### [The data]
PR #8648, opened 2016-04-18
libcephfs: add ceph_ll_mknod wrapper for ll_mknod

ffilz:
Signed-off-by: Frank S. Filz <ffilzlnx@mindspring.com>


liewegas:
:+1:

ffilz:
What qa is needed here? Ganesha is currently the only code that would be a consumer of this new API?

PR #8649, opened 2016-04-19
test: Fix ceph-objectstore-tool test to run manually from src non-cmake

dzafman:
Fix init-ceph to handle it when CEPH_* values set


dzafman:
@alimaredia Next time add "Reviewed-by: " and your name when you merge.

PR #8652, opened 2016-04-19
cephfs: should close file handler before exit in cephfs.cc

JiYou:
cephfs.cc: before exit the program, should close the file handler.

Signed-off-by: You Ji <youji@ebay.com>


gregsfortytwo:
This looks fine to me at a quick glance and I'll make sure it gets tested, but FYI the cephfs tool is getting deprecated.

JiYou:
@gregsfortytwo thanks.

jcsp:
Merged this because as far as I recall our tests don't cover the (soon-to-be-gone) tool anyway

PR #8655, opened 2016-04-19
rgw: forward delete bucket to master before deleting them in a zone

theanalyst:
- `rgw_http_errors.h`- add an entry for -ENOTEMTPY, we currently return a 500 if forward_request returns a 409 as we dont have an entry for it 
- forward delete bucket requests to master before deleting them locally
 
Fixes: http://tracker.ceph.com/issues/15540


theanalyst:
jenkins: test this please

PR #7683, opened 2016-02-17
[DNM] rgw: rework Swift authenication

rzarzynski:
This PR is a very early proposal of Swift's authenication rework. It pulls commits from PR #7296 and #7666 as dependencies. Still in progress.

* * *

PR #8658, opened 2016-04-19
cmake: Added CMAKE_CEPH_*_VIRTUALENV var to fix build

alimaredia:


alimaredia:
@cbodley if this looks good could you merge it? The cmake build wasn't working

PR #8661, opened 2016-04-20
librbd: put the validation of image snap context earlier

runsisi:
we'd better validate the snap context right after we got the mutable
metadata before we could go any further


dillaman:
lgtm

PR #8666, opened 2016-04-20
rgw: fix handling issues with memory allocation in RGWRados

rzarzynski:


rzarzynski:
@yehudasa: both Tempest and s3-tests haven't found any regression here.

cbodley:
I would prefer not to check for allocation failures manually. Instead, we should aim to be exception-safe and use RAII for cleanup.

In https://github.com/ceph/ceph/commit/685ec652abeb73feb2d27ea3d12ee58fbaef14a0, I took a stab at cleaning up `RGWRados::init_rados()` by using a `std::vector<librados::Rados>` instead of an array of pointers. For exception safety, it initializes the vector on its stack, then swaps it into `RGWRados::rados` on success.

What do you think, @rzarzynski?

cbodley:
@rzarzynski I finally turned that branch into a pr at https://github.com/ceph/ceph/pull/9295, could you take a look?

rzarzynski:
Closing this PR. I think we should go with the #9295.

### [Task prompt]
Count the lines above that contain the word "rework", and give only that number.

### [Written answer]
2